• [WHAT NEEDS TO BE DONE] Each line below from the one containing "-34,29 +34,16 @@" through the one containing "Okay, seems to work well." is to be given again exactly, and no line outside that span.

Stored data entries
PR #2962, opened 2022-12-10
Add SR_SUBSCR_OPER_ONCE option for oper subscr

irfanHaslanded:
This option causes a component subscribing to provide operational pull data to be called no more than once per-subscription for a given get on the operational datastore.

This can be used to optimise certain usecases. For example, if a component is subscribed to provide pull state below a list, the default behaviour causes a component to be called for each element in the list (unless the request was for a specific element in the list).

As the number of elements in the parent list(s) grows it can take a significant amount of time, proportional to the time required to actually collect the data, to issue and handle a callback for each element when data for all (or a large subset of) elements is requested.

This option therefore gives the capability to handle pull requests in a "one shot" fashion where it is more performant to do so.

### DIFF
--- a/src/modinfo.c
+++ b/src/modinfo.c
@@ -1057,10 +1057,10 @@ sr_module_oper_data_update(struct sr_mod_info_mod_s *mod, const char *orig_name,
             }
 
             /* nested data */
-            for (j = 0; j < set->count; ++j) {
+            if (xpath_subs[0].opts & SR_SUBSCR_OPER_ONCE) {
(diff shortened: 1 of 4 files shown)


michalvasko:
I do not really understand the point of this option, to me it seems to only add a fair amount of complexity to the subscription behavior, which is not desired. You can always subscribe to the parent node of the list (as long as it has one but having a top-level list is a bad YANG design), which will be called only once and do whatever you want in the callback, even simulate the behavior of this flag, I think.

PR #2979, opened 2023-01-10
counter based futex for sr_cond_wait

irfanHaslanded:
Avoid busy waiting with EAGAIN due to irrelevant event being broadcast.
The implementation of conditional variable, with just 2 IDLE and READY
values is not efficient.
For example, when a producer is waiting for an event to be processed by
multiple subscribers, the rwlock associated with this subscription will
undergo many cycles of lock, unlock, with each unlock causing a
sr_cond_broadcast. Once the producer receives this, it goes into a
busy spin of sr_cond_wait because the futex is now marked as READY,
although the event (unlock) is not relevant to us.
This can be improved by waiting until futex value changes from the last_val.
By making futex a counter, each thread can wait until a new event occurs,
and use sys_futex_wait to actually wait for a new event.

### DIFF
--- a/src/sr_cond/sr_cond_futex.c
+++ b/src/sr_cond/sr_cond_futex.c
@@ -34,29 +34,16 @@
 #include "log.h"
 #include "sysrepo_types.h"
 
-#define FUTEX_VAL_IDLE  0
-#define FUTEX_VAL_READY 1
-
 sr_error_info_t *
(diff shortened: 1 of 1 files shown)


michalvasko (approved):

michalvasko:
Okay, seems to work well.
==
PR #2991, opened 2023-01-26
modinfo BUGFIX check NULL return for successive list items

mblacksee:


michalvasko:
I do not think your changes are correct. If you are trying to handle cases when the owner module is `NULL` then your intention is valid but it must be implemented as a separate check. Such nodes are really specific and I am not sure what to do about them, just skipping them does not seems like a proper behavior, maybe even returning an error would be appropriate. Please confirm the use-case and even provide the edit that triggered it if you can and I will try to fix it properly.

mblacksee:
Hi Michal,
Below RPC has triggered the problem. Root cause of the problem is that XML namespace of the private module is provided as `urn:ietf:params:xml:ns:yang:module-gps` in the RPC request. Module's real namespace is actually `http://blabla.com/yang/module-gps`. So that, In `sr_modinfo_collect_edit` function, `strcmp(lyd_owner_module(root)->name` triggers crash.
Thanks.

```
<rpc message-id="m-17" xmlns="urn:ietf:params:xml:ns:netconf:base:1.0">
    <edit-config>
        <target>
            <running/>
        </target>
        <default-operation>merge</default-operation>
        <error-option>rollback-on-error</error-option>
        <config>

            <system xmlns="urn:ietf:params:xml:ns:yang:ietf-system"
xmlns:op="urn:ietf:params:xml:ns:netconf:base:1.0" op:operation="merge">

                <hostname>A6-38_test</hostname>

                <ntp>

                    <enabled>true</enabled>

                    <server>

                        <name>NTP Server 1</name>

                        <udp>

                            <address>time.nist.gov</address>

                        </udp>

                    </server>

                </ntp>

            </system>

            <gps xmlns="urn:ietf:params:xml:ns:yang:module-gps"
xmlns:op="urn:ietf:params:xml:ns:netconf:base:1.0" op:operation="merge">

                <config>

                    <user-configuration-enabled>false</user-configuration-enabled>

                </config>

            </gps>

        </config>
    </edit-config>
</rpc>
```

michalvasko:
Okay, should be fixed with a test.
...
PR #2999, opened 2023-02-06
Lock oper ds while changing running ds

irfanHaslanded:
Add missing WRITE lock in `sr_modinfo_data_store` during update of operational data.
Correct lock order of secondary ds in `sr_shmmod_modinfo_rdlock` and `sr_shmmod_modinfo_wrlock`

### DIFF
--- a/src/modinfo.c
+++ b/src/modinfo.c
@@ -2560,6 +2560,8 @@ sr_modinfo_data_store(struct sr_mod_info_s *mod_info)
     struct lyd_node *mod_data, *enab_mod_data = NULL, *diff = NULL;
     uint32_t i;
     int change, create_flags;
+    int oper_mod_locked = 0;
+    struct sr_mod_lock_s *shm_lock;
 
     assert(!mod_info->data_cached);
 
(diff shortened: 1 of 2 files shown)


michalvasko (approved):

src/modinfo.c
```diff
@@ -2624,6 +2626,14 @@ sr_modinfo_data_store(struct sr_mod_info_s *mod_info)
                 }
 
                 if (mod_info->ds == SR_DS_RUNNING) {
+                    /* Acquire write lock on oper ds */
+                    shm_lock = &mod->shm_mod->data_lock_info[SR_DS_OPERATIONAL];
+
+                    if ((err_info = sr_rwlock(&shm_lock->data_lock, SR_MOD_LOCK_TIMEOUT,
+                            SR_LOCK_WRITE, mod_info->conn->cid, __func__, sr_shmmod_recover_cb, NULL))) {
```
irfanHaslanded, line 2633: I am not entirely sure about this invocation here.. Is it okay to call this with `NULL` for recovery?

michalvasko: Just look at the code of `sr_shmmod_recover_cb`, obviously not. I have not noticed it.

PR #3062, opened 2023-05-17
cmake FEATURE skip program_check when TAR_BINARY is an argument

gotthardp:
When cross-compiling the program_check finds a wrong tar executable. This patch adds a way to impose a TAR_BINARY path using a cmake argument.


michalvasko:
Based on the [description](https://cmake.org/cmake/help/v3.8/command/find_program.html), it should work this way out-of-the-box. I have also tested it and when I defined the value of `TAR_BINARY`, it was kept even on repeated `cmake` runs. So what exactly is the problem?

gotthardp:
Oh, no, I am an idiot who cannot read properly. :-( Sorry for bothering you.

• [THE ANSWER]
@@ -34,29 +34,16 @@
 #include "log.h"
 #include "sysrepo_types.h"
 
-#define FUTEX_VAL_IDLE  0
-#define FUTEX_VAL_READY 1
-
 sr_error_info_t *
(diff shortened: 1 of 1 files shown)


michalvasko (approved):

michalvasko:
Okay, seems to work well.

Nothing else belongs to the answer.